[Collected data]
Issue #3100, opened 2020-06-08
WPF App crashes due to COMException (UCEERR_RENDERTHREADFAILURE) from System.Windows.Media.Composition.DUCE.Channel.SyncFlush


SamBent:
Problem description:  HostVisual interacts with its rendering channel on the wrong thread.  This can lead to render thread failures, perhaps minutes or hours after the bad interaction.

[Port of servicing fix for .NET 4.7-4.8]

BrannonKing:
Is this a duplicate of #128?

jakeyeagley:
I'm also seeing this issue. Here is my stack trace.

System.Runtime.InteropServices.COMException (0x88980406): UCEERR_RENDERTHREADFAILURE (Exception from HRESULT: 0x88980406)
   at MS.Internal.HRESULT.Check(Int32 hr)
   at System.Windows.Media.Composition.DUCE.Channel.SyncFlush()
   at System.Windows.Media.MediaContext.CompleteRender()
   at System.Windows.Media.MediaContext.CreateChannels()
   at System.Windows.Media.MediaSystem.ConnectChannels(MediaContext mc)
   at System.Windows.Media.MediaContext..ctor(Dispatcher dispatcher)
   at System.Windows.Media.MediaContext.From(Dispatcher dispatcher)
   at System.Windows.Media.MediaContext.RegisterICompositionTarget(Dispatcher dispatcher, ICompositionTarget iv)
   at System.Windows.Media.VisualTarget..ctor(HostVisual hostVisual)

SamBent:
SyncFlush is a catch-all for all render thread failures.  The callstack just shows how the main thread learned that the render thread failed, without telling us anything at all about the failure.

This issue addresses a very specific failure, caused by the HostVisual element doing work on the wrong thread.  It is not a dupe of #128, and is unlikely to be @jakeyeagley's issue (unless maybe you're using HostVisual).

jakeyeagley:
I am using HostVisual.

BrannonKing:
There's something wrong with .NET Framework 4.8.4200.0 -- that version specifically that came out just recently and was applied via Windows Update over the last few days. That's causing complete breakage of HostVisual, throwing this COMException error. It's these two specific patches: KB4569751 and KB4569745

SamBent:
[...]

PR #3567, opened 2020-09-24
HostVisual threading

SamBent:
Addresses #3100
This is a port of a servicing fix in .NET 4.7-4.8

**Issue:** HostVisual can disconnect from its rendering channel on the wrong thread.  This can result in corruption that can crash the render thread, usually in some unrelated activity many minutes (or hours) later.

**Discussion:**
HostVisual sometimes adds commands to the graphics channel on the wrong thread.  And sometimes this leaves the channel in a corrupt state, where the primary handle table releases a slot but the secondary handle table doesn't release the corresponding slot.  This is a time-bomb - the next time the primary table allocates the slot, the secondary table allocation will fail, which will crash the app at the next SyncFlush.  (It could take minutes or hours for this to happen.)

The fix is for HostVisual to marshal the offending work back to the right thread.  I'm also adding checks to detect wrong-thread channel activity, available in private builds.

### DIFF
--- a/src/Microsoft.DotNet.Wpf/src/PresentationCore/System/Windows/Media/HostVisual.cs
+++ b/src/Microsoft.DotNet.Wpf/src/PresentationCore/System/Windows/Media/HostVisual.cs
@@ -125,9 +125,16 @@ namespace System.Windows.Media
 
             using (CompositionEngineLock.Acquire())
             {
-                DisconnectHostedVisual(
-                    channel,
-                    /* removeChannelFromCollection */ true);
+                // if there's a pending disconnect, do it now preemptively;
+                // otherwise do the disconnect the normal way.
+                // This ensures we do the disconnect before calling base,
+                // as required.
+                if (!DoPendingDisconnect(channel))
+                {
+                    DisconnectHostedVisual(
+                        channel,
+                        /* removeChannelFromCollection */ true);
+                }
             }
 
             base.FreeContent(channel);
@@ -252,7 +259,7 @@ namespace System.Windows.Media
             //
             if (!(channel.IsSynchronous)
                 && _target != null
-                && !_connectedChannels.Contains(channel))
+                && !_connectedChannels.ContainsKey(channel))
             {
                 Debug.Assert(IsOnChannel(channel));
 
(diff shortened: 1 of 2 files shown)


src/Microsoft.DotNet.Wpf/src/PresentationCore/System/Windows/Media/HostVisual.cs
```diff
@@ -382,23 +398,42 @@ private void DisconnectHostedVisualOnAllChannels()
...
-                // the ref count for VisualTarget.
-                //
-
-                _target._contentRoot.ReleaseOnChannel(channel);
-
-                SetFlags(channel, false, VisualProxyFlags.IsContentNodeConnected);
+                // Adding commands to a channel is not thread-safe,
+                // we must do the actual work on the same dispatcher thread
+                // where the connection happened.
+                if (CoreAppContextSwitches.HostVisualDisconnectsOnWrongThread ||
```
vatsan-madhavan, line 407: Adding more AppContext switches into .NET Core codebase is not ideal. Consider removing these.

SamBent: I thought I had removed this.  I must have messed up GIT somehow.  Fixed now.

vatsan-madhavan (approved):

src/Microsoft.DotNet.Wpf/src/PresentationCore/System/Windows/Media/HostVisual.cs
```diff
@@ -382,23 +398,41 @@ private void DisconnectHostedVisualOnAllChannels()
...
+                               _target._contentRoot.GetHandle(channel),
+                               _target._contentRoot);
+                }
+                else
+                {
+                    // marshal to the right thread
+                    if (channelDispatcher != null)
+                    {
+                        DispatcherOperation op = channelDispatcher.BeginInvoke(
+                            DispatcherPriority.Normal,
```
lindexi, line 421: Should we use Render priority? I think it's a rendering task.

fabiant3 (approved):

Problem to solve.
The answer must be a verbatim transcription of all the entries.

Solution.
Issue #3100, opened 2020-06-08
WPF App crashes due to COMException (UCEERR_RENDERTHREADFAILURE) from System.Windows.Media.Composition.DUCE.Channel.SyncFlush


SamBent:
Problem description:  HostVisual interacts with its rendering channel on the wrong thread.  This can lead to render thread failures, perhaps minutes or hours after the bad interaction.

[Port of servicing fix for .NET 4.7-4.8]

BrannonKing:
Is this a duplicate of #128?

jakeyeagley:
I'm also seeing this issue. Here is my stack trace.

System.Runtime.InteropServices.COMException (0x88980406): UCEERR_RENDERTHREADFAILURE (Exception from HRESULT: 0x88980406)
   at MS.Internal.HRESULT.Check(Int32 hr)
   at System.Windows.Media.Composition.DUCE.Channel.SyncFlush()
   at System.Windows.Media.MediaContext.CompleteRender()
   at System.Windows.Media.MediaContext.CreateChannels()
   at System.Windows.Media.MediaSystem.ConnectChannels(MediaContext mc)
   at System.Windows.Media.MediaContext..ctor(Dispatcher dispatcher)
   at System.Windows.Media.MediaContext.From(Dispatcher dispatcher)
   at System.Windows.Media.MediaContext.RegisterICompositionTarget(Dispatcher dispatcher, ICompositionTarget iv)
   at System.Windows.Media.VisualTarget..ctor(HostVisual hostVisual)

SamBent:
SyncFlush is a catch-all for all render thread failures.  The callstack just shows how the main thread learned that the render thread failed, without telling us anything at all about the failure.

This issue addresses a very specific failure, caused by the HostVisual element doing work on the wrong thread.  It is not a dupe of #128, and is unlikely to be @jakeyeagley's issue (unless maybe you're using HostVisual).

jakeyeagley:
I am using HostVisual.

BrannonKing:
There's something wrong with .NET Framework 4.8.4200.0 -- that version specifically that came out just recently and was applied via Windows Update over the last few days. That's causing complete breakage of HostVisual, throwing this COMException error. It's these two specific patches: KB4569751 and KB4569745

SamBent:
[...]

PR #3567, opened 2020-09-24
HostVisual threading

SamBent:
Addresses #3100
This is a port of a servicing fix in .NET 4.7-4.8

**Issue:** HostVisual can disconnect from its rendering channel on the wrong thread.  This can result in corruption that can crash the render thread, usually in some unrelated activity many minutes (or hours) later.

**Discussion:**
HostVisual sometimes adds commands to the graphics channel on the wrong thread.  And sometimes this leaves the channel in a corrupt state, where the primary handle table releases a slot but the secondary handle table doesn't release the corresponding slot.  This is a time-bomb - the next time the primary table allocates the slot, the secondary table allocation will fail, which will crash the app at the next SyncFlush.  (It could take minutes or hours for this to happen.)

The fix is for HostVisual to marshal the offending work back to the right thread.  I'm also adding checks to detect wrong-thread channel activity, available in private builds.

### DIFF
--- a/src/Microsoft.DotNet.Wpf/src/PresentationCore/System/Windows/Media/HostVisual.cs
+++ b/src/Microsoft.DotNet.Wpf/src/PresentationCore/System/Windows/Media/HostVisual.cs
@@ -125,9 +125,16 @@ namespace System.Windows.Media
 
             using (CompositionEngineLock.Acquire())
             {
-                DisconnectHostedVisual(
-                    channel,
-                    /* removeChannelFromCollection */ true);
+                // if there's a pending disconnect, do it now preemptively;
+                // otherwise do the disconnect the normal way.
+                // This ensures we do the disconnect before calling base,
+                // as required.
+                if (!DoPendingDisconnect(channel))
+                {
+                    DisconnectHostedVisual(
+                        channel,
+                        /* removeChannelFromCollection */ true);
+                }
             }
 
             base.FreeContent(channel);
@@ -252,7 +259,7 @@ namespace System.Windows.Media
             //
             if (!(channel.IsSynchronous)
                 && _target != null
-                && !_connectedChannels.Contains(channel))
+                && !_connectedChannels.ContainsKey(channel))
             {
                 Debug.Assert(IsOnChannel(channel));
 
(diff shortened: 1 of 2 files shown)


src/Microsoft.DotNet.Wpf/src/PresentationCore/System/Windows/Media/HostVisual.cs
```diff
@@ -382,23 +398,42 @@ private void DisconnectHostedVisualOnAllChannels()
...
-                // the ref count for VisualTarget.
-                //
-
-                _target._contentRoot.ReleaseOnChannel(channel);
-
-                SetFlags(channel, false, VisualProxyFlags.IsContentNodeConnected);
+                // Adding commands to a channel is not thread-safe,
+                // we must do the actual work on the same dispatcher thread
+                // where the connection happened.
+                if (CoreAppContextSwitches.HostVisualDisconnectsOnWrongThread ||
```
vatsan-madhavan, line 407: Adding more AppContext switches into .NET Core codebase is not ideal. Consider removing these.

SamBent: I thought I had removed this.  I must have messed up GIT somehow.  Fixed now.

vatsan-madhavan (approved):

src/Microsoft.DotNet.Wpf/src/PresentationCore/System/Windows/Media/HostVisual.cs
```diff
@@ -382,23 +398,41 @@ private void DisconnectHostedVisualOnAllChannels()
...
+                               _target._contentRoot.GetHandle(channel),
+                               _target._contentRoot);
+                }
+                else
+                {
+                    // marshal to the right thread
+                    if (channelDispatcher != null)
+                    {
+                        DispatcherOperation op = channelDispatcher.BeginInvoke(
+                            DispatcherPriority.Normal,
```
lindexi, line 421: Should we use Render priority? I think it's a rendering task.

fabiant3 (approved):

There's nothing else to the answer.